Two videos were rendered from the full image set, sorted by luminance (dark to bright), interpolated to 120fps. Accessible inside The Spectrum's train cabin.
How it was built
Data Pipeline (Python)
The pipeline evolved through several iterations:
- Extraction -- Unpack 176 zip archives, extract metadata (creation timestamp, full prompt, parameters, job UUID) from PNG text chunks
- Flattening -- 86,352 files into a single flat folder, timestamp-named (
YYYY-MM-DD-HH-MM-SS-[stem].[ext]), alphabetical order = chronological order - Embedding -- CSD ViT-L style embeddings (768-dimensional) for all 84,143 images. Separate embeddings for 2,209 video clips (single frame extraction)
- Clustering -- KMeans on CSD embeddings, 500 clusters. Auto-labelled via CLIP text similarity against a vocabulary extracted from the actual prompt corpus
- Dimensionality reduction -- UMAP 2D + 3D coordinates for spatial navigation
- Video rendering -- FFmpeg pipelines with custom filter chains (1:1 crop, pillarbox, chromatic aberration, colour grain, rounded corners), then editing and post-processing in DaVinci Resolve
- Statistics -- Prompt text analysis, co-occurrence matrices, per-version / per-year / per-format breakdowns, colour and subject classification
Desktop Application (Tauri v2)
- React 18 + TypeScript + Vite
- Three.js / React Three Fiber for all 3D environments
- D3.js for data visualizations
- Framer Motion for transitions
- Tauri v2 for native desktop packaging (NSIS installer)

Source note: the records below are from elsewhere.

PR #680, opened 2023-11-14
Misc. changes

revam:
- `misc`: Fix up method signatures.

- `misc`: Add more fields to collection group type.

- `feat`: Add proper redirect when unauthenticated.

- `misc`: Add a redirect when clicking on the series name in the top-right corner on the login screen, for easier removal of incorrect TvDB/TDMB auto-links.

- `misc`: Display the episode type on the card, making it easier to distinguish which type it is if you have multiple types in view, or just in general.

- `misc`: Remove the duplicate 'files' ending for the 'ignored files' tab in the unrecognized utility.

  It would previously read;
  "Unrecognized Files > Unrecognized | Manually Linked | Ignored Files"
  which have now been changed to;
  "Unrecognized Files > Unrecognized | Manually Linked | Ignored"

- `misc`: Remove empty files.

- `fix`: Don't try to refresh and discard files query before returning from the manually linking page to the unrecognized files utility. This was slowing the process down **a lot** while I was trying to mass manually link files. The files query on the unrecognized utility
  also might require different parameters the next time it renders so the response we got will be discarded anyways. :shrug:

- `misc`: Update the 'Add to AniDB' modal (previously known as the 'Copy ED2K Hashes' modal) to be more useful and less finicky.

  This adds a new button at the bottom to re-scan the files, fixes the stall
  search results from a previous search or use of the modal, and disables
  the copy button if no files are selected.

- `feat`: Add ability to remove TvDB links, and also make it display all links for a given site, since you want to delete the right link if you have multiple.

- `fix`: Fix missing stats for series.

- `misc`: Update series info to include the restricted flag and fix the air date and status if the start date is unknown.
  E.g.

  image 
  image

- `fix`: Fix error rendering series page while data is fetching.

- `fix`: Fix navigation to login page while logged in not redirecting the user away from the login page.

- `fix`: Fix row selection on unrecognized table by changing the id selector for each row.

  **FINALLY!**

  No more shifting around the selection!

- `feat`: Add the ability to delete files for episodes on the series page using a confirm modal. Because what kind of monster have a single button to delete files without confirmation?

- `misc`: rename 'File Count' → 'Local' for better clarity of what it is. it is not files, and the count part is infer-able. it is for _local_ episodes.

- `fix`: Fix up the delete button so it matches the mock-up.

- `fix`: Fix AniDB Release Group link for files, and apply a band-aid to stop re-fetching the same data over and over… but only for series data.

- `fix`: Move restricted indicator from the series info panel to a in indicator on the poster per the new mock-up.

- `fix`: Move around the series info panels to align with the mock-up.

- `fix`: Fix up "Add Series to AniDB" modal to align more with the mock-up.

- `fix`: Fix "1 Files" when displayed number of files equals 1.

### DIFF
--- a/src/components/Utilities/Unrecognized/AvDumpSeriesSelectModal.tsx
+++ b/src/components/Utilities/Unrecognized/AvDumpSeriesSelectModal.tsx
@@ -1,4 +1,4 @@
-import React, { useEffect, useMemo, useRef, useState } from 'react';
+import React, { useEffect, useLayoutEffect, useMemo, useRef, useState } from 'react';
 import { mdiFileDocumentMultipleOutline, mdiLoading, mdiMagnify, mdiOpenInNew } from '@mdi/js';
 import { Icon } from '@mdi/react';
 import { debounce, forEach } from 'lodash';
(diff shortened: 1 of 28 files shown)


src/hooks/query.ts
```diff
@@ -0,0 +1,116 @@
+import { useCallback, useEffect, useState } from 'react';
```
revam, line 1: I didn't trim it down to just the `useHashQuery` function since the others might be useful other places in the future. Do say if I should had trimmed it down instead. Also, I could had changed the usage to a `useHashQueryParameter` instead for the `LoginPage.tsx` now that I think about it.

revam:
I'm done manually linking now, so i don't think I will be adding any more commits to this PR.

revam:
I lied. I still have one more commit to push. :pensive:

ElementalCrisis:
Couple things.

Already discussed nested grouping, it needs more input and workshopping before we can add it. 

Since you added an item to the series info panel, you need to now increase the dimensions of the series poster to remove the gap at the bottom of the series main panel. However, I think we need to remove the restricted line since it will not apply for 99% of series and instead show an indicator for "Adult" somewhere else. Not sure where it should go instead, current idea is a banner on the series poster. 

Delete Files should be a button and not an option as the toolbar as we want it to stick out, I updated the example in v7 as the episodes section was completed so I didn't bring it over. 

image

Looks like you changed the code for missing which broke the check so now every series will show missing episodes and specials regardless if true. 

image

I don't think we should allow the user to remove the TVDB link as there's currently no way to add it back via the Web UI.

revam:
1. And i said i will remove the commit in question.
2. Fyi, around 10% of all of anidb is restricted content. I can remove it for now, but please decide where to put the indicator soon-ish.
4. Is your server up to date? It works flawlessly for me on my up to date server.
5. There likely won't ever be a way to add it. Unless you want to invest time into adding proper tvdb support in the web ui before we remove it again. Should i still remove it?

da3dsoul:
An 18+ icon on the poster sounds like a good idea. It's also going to have an 18 restricted tag in the list, and most hentai...is obvious by the poster

ElementalCrisis:
We can do something like this.

image

harshithmohan:
image

revam:
> We can do something like this.

Good enough.

src/components/Utilities/Unrecognized/AvDumpSeriesSelectModal.tsx
```diff
@@ -53,30 +64,56 @@ function AvDumpSeriesSelectModal({ getLinks, onClose, show }: Props) {
     handleSearch(commonSeries);
   }, [commonSeries, handleSearch]);
 
+  useLayoutEffect(() => () => {
```
hidden4003, line 67: why are we using useLayoutEffect react docs recommend using useEffect

revam: Because the _effect_ needs to happen before the DOM paint, otherwise there will be visual glitches. I've tested it with both `useEffect` and `useLayoutEffect`, and when I used the former, then the visual glitches still remained.

harshithmohan: why is this `() => () => {`?
On line 59 too

revam: Because i want a cleanup effect. If you have a better way to write it that doesn't inteoduce the visual glitching again then please come with suggestions.

harshithmohan: Right... cleanup. I got confused because there was no actual effect, only cleanup. Have never written it that way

- Custom encrypted asset pipeline (AES-256-CTR) for distribution
VR Application (Godot 4.6 + OpenXR)
- Native Quest 3 standalone APK
- OpenXR with hand tracking support
- 5,500 instanced tiles with per-frame drift animation and voice reactivity
- OGV Theora video playback in immersive video rooms
- Voice mic processing (LoFi distortion, bandpass 1400Hz, pitch shift 1.4x, delay 550ms, reverb)
- godot-xr-tools for controller interaction and UI panels
- Particle tunnel transitions between all environments
How to install
Desktop
- Download
The Journey_1.0.0_x64-setup.exefrom releases - Run the installer
- On first launch, the app downloads and extracts the asset pack (~2GB)
VR (Meta Quest 3)
- Enable developer mode on Quest 3
- Download the APK
- Sideload:
adb install -r journey.apk - Find it in Unknown Sources Note: It does theoretically run on Quest 2 as well, but my Q2 has decided to stop working. Main showstopper could be the Room and the 5.5k tiles due to the reduced GPU power.
Why CSD over CLIP
CLIP encodes what an image depicts. CSD encodes how it looks. For an archive spanning 3 years of aesthetic experimentation -- analog film grain, voxel art, cinematic stills, pixel horror, documentary photography, fashion editorial -- the visual style is the meaningful axis, not the subject matter. A portrait shot on Kodak Ektachrome and a portrait rendered as anime are fundamentally different images that happen to contain the same subject. CSD puts them where they belong.
The model: CSD on HuggingFace | Paper (Somepalli et al., 2024)
Credits
Created by Mattia Veltri
3D Assets (Sketchfab)
- Train cabin (1930s) -- thomas.rynne
- Warehouse -- Nicholas01
- Original Backrooms -- rjh41
- Liminal Hall -- Schmoldt5000
- The House Lost at Sea -- mdonze
Midjourney profile: @atmrmattv
Inspirations
The visual environments draw from Refik Anadol's approach to data as spatial material -- treating the archive not as files to browse but as a physical space to inhabit.
The data section is informed by the editorial data storytelling of The Pudding, the bespoke interactive graphics of the New York Times (particularly Shirley Wu's work on decision trees and network visualizations), Nadieh Bremer's generative data art, and Giorgia Lupi's data humanism philosophy -- the idea that data visualization should make things more human, not more efficient.